This discussion highlights the fundamental difference (and sometimes misunderstandings) between the scientific practices we use and the epistemology we root our studies in. Such questions are at the core of the mixed-methods literature (Creswell, 2014; Mertens, 2011). For example, Johnson and colleagues (2007) defend the idea that mixed methods should stand out not as a combination but as a synthesis of ideas from both qualitative and quantitative research. Schwandt (2000) provocatively argues that distinguishing between qualitative and quantitative research is unproductive and contributes to antagonizing researchers, putting to the fore the interpretive nature of research in all cases. More consensually, Onwuegbuzie (2012) enjoins us to consider mixed-methods studies as a “radical, thoughtful, and empathetic middle” (p. 194) in the form of a constructivist view towards methodology “wherein multiple, contradictory, but equally valid methodologies can exist for studying the same phenomenon” (p. 195).
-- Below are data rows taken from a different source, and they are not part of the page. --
PR #160, opened 2017-02-23
Reactor improvements

alshopov:
Start of improvements on build system

I intend to:
eliminate maven-antrun-plugin in preference to maven thrift plugin.
change code to enable updates of dependencies

### DIFF
--- a/tchannel-core/src/main/java/com/uber/tchannel/channels/Peer.java
+++ b/tchannel-core/src/main/java/com/uber/tchannel/channels/Peer.java
@@ -43,10 +43,10 @@ import io.netty.channel.ChannelHandlerContext;
  * their current status, e.g., connected, identified, etc.
  */
 public class Peer {
-    public ConcurrentHashMap<ChannelId, Connection> connections = new ConcurrentHashMap<>();
-    public SocketAddress remoteAddress = null;
+    public final ConcurrentHashMap<ChannelId, Connection> connections = new ConcurrentHashMap<>();
+    public final SocketAddress remoteAddress;
 
-    private PeerManager manager;
+    private final PeerManager manager;
 
     public Peer(PeerManager manager, SocketAddress remoteAddress) {
         this.manager = manager;
@@ -126,9 +126,7 @@ public class Peer {
 
     public Connection getConnection(ConnectionState preferedState, Connection.Direction preferredDirection) {
         Connection conn = null;
-        Connection next = null;
-        for (ChannelId id : connections.keySet()) {
-            next = connections.get(id);
+        for (Connection next : connections.values()) {
             if (next.satisfy(preferedState)) {
                 conn = next;
                 if (preferredDirection == Connection.Direction.NONE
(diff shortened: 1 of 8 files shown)


alshopov:
Hmm, will have to look at the build failure

tchannel-core/src/main/java/com/uber/tchannel/channels/Peer.java
```diff
@@ -152,31 +150,25 @@ public Connection getConnection(ChannelId channelId) {
...
+        for (Connection conn : connections.values()) {
+            if (conn.direction == Connection.Direction.OUT) {
                 out++;
             } else {
                 in++;
             }
         }
 
-        Map<String, Integer> result = new HashMap<>();
+        Map<String, Integer> result = new HashMap<>(2);
```
yborovikov: Unfortunately, passing `2` to the constructor won't allow the map to hold 2 entries without re-sizing (have to account for the load factor, which is `0.75` by default). Has to be something like:
```
public static int hashMapCapacity(int size) { return (size * 4 + 2) / 3; } // for load factor of 0.75
...
   new HashMap(hashMapCapacity(2), 0.75f);
```

alshopov: You are right about the 2 and resize but the reason is different: while 2 is enough, there is an additional internal HashMap call to resize when the capacity has been reached. I am making it 3. The load factor is not a problem.

tchannel-core/src/main/java/com/uber/tchannel/channels/Peer.java
```diff
@@ -152,31 +150,25 @@ public Connection getConnection(ChannelId channelId) {
     }
 
     public void close() {
-        for (ChannelId id : connections.keySet()) {
-            Connection conn = connections.get(id);
-            if (conn != null) {
-                conn.close();
-            }
+        for ( Connection conn : connections.values()) {
```
manasdk: nit : space betweeen `( Connection`

tchannel-core/src/main/java/com/uber/tchannel/channels/Peer.java
```diff
@@ -152,31 +150,25 @@ public Connection getConnection(ChannelId channelId) {
...
+            conn.close();
```
manasdk: null check not required any longer?

tchannel-core/src/main/java/com/uber/tchannel/channels/Peer.java
```diff
@@ -152,31 +150,25 @@ public Connection getConnection(ChannelId channelId) {
...
     public Map<String, Integer> getStats() {
         int in = 0;
         int out = 0;
-        for (ChannelId id : connections.keySet()) {
-            Connection conn = connections.get(id);
-            if (conn == null) {
-                continue;
-            } else if (conn.direction == Connection.Direction.OUT) {
+        for (Connection conn : connections.values()) {
+            if (conn.direction == Connection.Direction.OUT) {
```
manasdk: was removal of null check intentional?

tchannel-core/src/main/java/com/uber/tchannel/channels/Peer.java
alshopov: Yes. connections is ConcurrentHashMap. It cannot be null. 
Like Hashtable but unlike HashMap, this class does not allow null to be used as a key or value.
https://docs.oracle.com/javase/7/docs/api/java/util/concurrent/ConcurrentHashMap.html

tchannel-core/src/main/java/com/uber/tchannel/channels/Peer.java
alshopov: Yes. connections is ConcurrentHashMap. It cannot be null. 
Like Hashtable but unlike HashMap, this class does not allow null to be used as a key or value.
https://docs.oracle.com/javase/7/docs/api/java/util/concurrent/ConcurrentHashMap.html

PR #248, opened 2020-06-11
feat: Add codefix for missing property analyzer

### LINKED ISSUE #233: Code fix switching Has.Length to Has.Count for NUnit2022
```cs
using NUnit.Framework;

class C
{
    [Test]
    public void M()
    {
        var collection = (IReadOnlyCollection<int>)new[] { 42 };

        // ⚠ NUnit2022 Actual argument type has no property 'Length'.
        // 🛠 Use 'Has.Count'   ↓↓↓↓↓↓↓↓↓↓
        Assert.That(collection, Has.Length.EqualTo(1));
    }
}
```

mikkelbu:
Fixes #233

### DIFF
--- a/src/nunit.analyzers.tests/MissingProperty/MissingPropertyCodeFixTests.cs
+++ b/src/nunit.analyzers.tests/MissingProperty/MissingPropertyCodeFixTests.cs
@@ -29,7 +29,7 @@ namespace NUnit.Analyzers.Tests.MissingProperty
                 additionalUsings: "using System.Collections.Generic;");
 
             AnalyzerAssert.CodeFix(analyzer, fix, expectedDiagnostic, code, fixedCode,
-                fixTitle: string.Format(CodeFixConstants.MissingPropertyDescriptionFormat, "Count"));
+                fixTitle: string.Format(CodeFixConstants.UsePropertyDescriptionFormat, "Count"));
         }
 
         [Test]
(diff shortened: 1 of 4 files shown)


src/nunit.analyzers.tests/MissingProperty/MissingPropertyCodeFixTests.cs
```diff
@@ -0,0 +1,94 @@
...
+                Assert.That(actual, ↓Has.Message.EqualTo(2);");
+
+            AnalyzerAssert.NoFix(analyzer, fix, expectedDiagnostic, testCode);
+        }
+
+        [Test]
+        public void NoCodeFixForRandomMissingProperty()
+        {
+            var testCode = TestUtility.WrapInTestMethod(@"
+                var actual = 12345;
```
Dreamescaper, line 88: suggestion: could you make the actual here to have `Count` property? To check that code fix is not available when property is present, but original constraint is not suitable?

src/nunit.analyzers/Constants/CodeFixConstants.cs
```diff
@@ -5,5 +5,6 @@ internal static class CodeFixConstants
         internal const string TransformToConstraintModelDescription = "Transform to constraint model";
         internal const string SwapArgumentsDescription = "Swap actual and expected arguments";
         internal const string UseConstraintDescriptionFormat = "Use {0} constraint";
+        internal const string MissingPropertyDescriptionFormat = "Use '{0}' property";
```
Dreamescaper, line 8: I'd suggest to rename it to `UsePropertyDescriptionFormat`

mikkelbu:
Thanks for the suggestions and for the review @Dreamescaper. I've incorporated both of them.

PR #250, opened 2020-06-12
feat: Only report Nunit1007 on TestAttribute if no ITestBuilderAttribute exists

### LINKED ISSUE #212: Nunit1007 - ignore [Test] attribute when [TestCaseSource] is present
Consider the following sample:
```csharp
public static IEnumerable MyTestSource
{
    get
    {
        yield return new TestCaseData(1).Returns(true);
        yield return new TestCaseData(0).Returns(false);
    }
}

[Test]
[TestCaseSource(typeof(MyClass), nameof(MyTestSource))]
public bool Value_ShouldEqual_One(int value)
{
    return value == 1;
}
```

The above code generates the following error:
`NUnit1007 "Method has non-void return type 'bool', but no result is expected in ExpectedResult"`

**Problem**
But this is a false positive in this scenario. The `ExpectedResult` is actually provided through the `TestCaseSource` but the analyzer only looks at the `[Test]` attribute.

**Possible solution**
The NUnit1007 analyzer could just ignore the `[Test]` attribute when a `[TestCaseSource]` is present.

An alternative would be to raise an error when you add both `[Test]` and `[TestCaseSource]` but that seems overly restrictive because there's nothing really wrong with it (as I see it).

mikkelbu:
Fixes #212

### DIFF
--- a/src/nunit.analyzers.tests/TestMethodUsage/TestMethodUsageAnalyzerTests.cs
+++ b/src/nunit.analyzers.tests/TestMethodUsage/TestMethodUsageAnalyzerTests.cs
@@ -432,5 +432,73 @@ namespace NUnit.Analyzers.Tests.TestCaseUsage
     }");
             AnalyzerAssert.Valid<TestMethodUsageAnalyzer>(testCode);
         }
+
+        [Test]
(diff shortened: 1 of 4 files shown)


mikkelbu:
Thanks for the review @Dreamescaper

PR #251, opened 2020-06-13
feat: Add analyzer for ValueSourceAttribute

### LINKED ISSUE #93: Analyzer to ensure that the "target" of ValueSourceAttribute exists and is static
The target of `ValueSourceAttribute` should refer to a static field, property or method.

Much of the logic can probably be shared with #92.

In a subsequent task we can extend this with more of the requirements from https://github.com/nunit/docs/wiki/ValueSource-Attribute

For example
> If sourceType is specified, it represents the class that provides the data. **It must have a default constructor.**
> ...
> For the "target"
> * It must return an IEnumerable or a type that implements IEnumerable.
> * The individual items returned from the enumerator must be compatible with the type of the parameter on which the attribute appears.

mikkelbu:
Fixes #93


src/nunit.analyzers/ValueSourceUsage/ValueSourceUsageAnalyzer.cs
```diff
@@ -0,0 +1,171 @@
...
+
+                        if (method.Parameters.Length != 0)
+                        {
+                            context.ReportDiagnostic(Diagnostic.Create(
+                                methodExpectParameters,
+                                syntaxNode.GetLocation(),
+                                method.Parameters.Length));
+                        }
+                        break;
+                }
```
Dreamescaper, line 153: (feel free to ignore)

```suggestion                
                var memberType = symbol switch
                {
                    IPropertySymbol property => property.Type,
                    IFieldSymbol field => field.Type,
                    IMethodSymbol method => method.ReturnType,
                    _ => null
                };

                if (memberType != null)
                {
                    ReportIfSymbolNotIEnumerable(context, syntaxNode, memberType);
                }

                if(symbol is IMethodSymbol methodSymbol && methodSymbol.Parameters.Length != 0)
                {
                    context.ReportDiagnostic(Diagnostic.Create(
                        methodExpectParameters,
                        syntaxNode.GetLocation(),
                        methodSymbol.Parameters.Length));
                }
```

src/nunit.analyzers/ValueSourceUsage/ValueSourceUsageAnalyzer.cs
```diff
@@ -0,0 +1,171 @@
...
+                        { SourceCommonConstants.PropertyKeyNameOfTarget, nameOfTarget }
+                    };
+
+                    context.ReportDiagnostic(Diagnostic.Create(
+                        considerNameOfDescriptor,
+                        syntaxNode.GetLocation(),
+                        properties.ToImmutableDictionary(),
+                        nameOfTarget,
+                        stringConstant));
+                }
```
Dreamescaper, line 124: Could you extract that to separate method? E.g. `ReportToUseNameOfIfApplicable`.

Quite a lot happens in this method, a bit hard to keep track

src/nunit.analyzers/ValueSourceUsage/ValueSourceUsageAnalyzer.cs
Dreamescaper: Additional suggestion - to move the `memberType` switch to `ReportIfSymbolNotIEnumerable` method - to make `AnalyzeAttribute` a bit more concise.

mikkelbu: I actually tried to something similar, but it did not occur to me that I could use switch expressions (don't think that I've ever use them). I like the change 👍

src/nunit.analyzers/ValueSourceUsage/ValueSourceUsageAnalyzer.cs
mikkelbu: Sounds like a good suggestion, then we can also use it for the `TestCaseSourceUsesStringAnalyzer`

PR #252, opened 2020-06-15
feat: Ensure test methods are public

### LINKED ISSUE #245: Ensure that Test Methods are Public
Extracted from #5. We should find all test methods (so looking for the relevant interfaces and not just the normal `Test`, `TestCase`, ... attributes).

```csharp
        // Fails with "Method is not public"
        [Test]
        internal void Test()
        { }
```

mikkelbu:
Fixes #245

### DIFF
--- a/src/nunit.analyzers/Extensions/AttributeSyntaxExtensions.cs
+++ b/src/nunit.analyzers/Extensions/AttributeSyntaxExtensions.cs
@@ -55,11 +55,11 @@ namespace NUnit.Analyzers.Extensions
         private static bool DerivesFromInterface(
             SemanticModel semanticModel,
             AttributeSyntax attributeSyntax,
-            string fullyQualifiedMetadataName)
+            string interfaceTypeFullName)
         {
-            var ITestBuilderType = semanticModel.Compilation.GetTypeByMetadataName(fullyQualifiedMetadataName);
+            var interfaceType = semanticModel.Compilation.GetTypeByMetadataName(interfaceTypeFullName);
 
-            if (ITestBuilderType == null)
+            if (interfaceType == null)
                 return false;
 
             var attributeType = semanticModel.GetTypeInfo(attributeSyntax).Type;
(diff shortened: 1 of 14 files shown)


src/nunit.analyzers/Extensions/AttributeSyntaxExtensions.cs
```diff
@@ -42,15 +42,27 @@ internal static (ImmutableArray<AttributeArgumentSyntax> positionalArguments, Im
...
-                NunitFrameworkConstants.FullNameOfTypeITestBuilder);
+            return DerivesFromInterface(semanticModel, @this, NunitFrameworkConstants.FullNameOfTypeITestBuilder);
+        }
+
+        private static bool DerivesFromInterface(
+            SemanticModel semanticModel,
+            AttributeSyntax attributeSyntax,
+            string fullyQualifiedMetadataName)
+        {
+            var ITestBuilderType = semanticModel.Compilation.GetTypeByMetadataName(fullyQualifiedMetadataName);
```
Dreamescaper, line 60: var name seems to be wrong

src/nunit.analyzers/TestMethodAccessibilityLevel/TestMethodAccessibilityLevelAnalyzer.cs
```diff
@@ -0,0 +1,62 @@
...
+        }
+
+        private static void AnalyzeMethod(SyntaxNodeAnalysisContext context)
+        {
+            var methodNode = context.Node as MethodDeclarationSyntax;
+
+            if (methodNode != null && !methodNode.ContainsDiagnostics)
+            {
+                var testCaseType = context.SemanticModel.Compilation.GetTypeByMetadataName(NunitFrameworkConstants.FullNameOfTypeTestCaseAttribute);
+                var testType = context.SemanticModel.Compilation.GetTypeByMetadataName(NunitFrameworkConstants.FullNameOfTypeTestAttribute);
```
Dreamescaper, line 40: why do you need those two variables? Seems like they are not used?

mikkelbu: Initially, I kept them to ensure that we are in a NUnit context. But `IsTestMethod` serves the same purpose, so you are right that these are not needed.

In this article, we embrace this latter view and propose that the structurationist background to the practice-based view of organizations (Giddens, 1984; Jarzabkowski, 2008; Weaver & Gioia, 1994) helps to address this idea of a radical middle. Specifically, the convergence of qualitative and quantitative data can be facilitated via the guiding concept of the duality of structure and agency (Giddens, 1984) as the pivotal element of the convergence of analysis. From this point of view, this duality is embodied in observable practices. A structurationist inquiry implies sorting out data and interpretations according to these levels (i.e., structural conditions and reflexive agency) toward a unified account of specific systems, their structures, and their reproduction (Barley & Tolbert, 1997; Pozzebon & Pinsonneault, 2005). As detailed previously, in the case of interorganizational networks, mixing SNA with ethnography to network ethnography would allow us to see more than a qualitative or quantitative analysis would reveal. SNA not only helps with mapping whole networks but also informs researchers about the structural dimensions (centrality of actors, what rules and resources explain the creation of ties, etc.) of the network from the participants’ perspective. SNA, from this point of view, offers a glimpse of the ostensive influence of a network’s structure, as participants perceive and render it, while ethnographic fieldwork helps to surface the specific actions that enact these structures, namely, the performative aspect of network relations (Feldman & Pentland, 2003). At the same time, the qualitative (ethnographic) approach not only leads to insights about what activities explain the enactment of network rules and resources that explain the structural status quo but also reveals how these rules and resources are reproduced and altered in practice and how actors create meaning out of their ties to others. To concretize this idea, in what follows we propose to rely on a convergent-parallel research approach. This approach proposes that no method should dominate over the other to maximize mutual enrichment during the convergence of analyses (Creswell & Plano Clark, 2011). We first detail possibilities for ethnographic data collection at the network level and then go into the integration of the two streams in more detail.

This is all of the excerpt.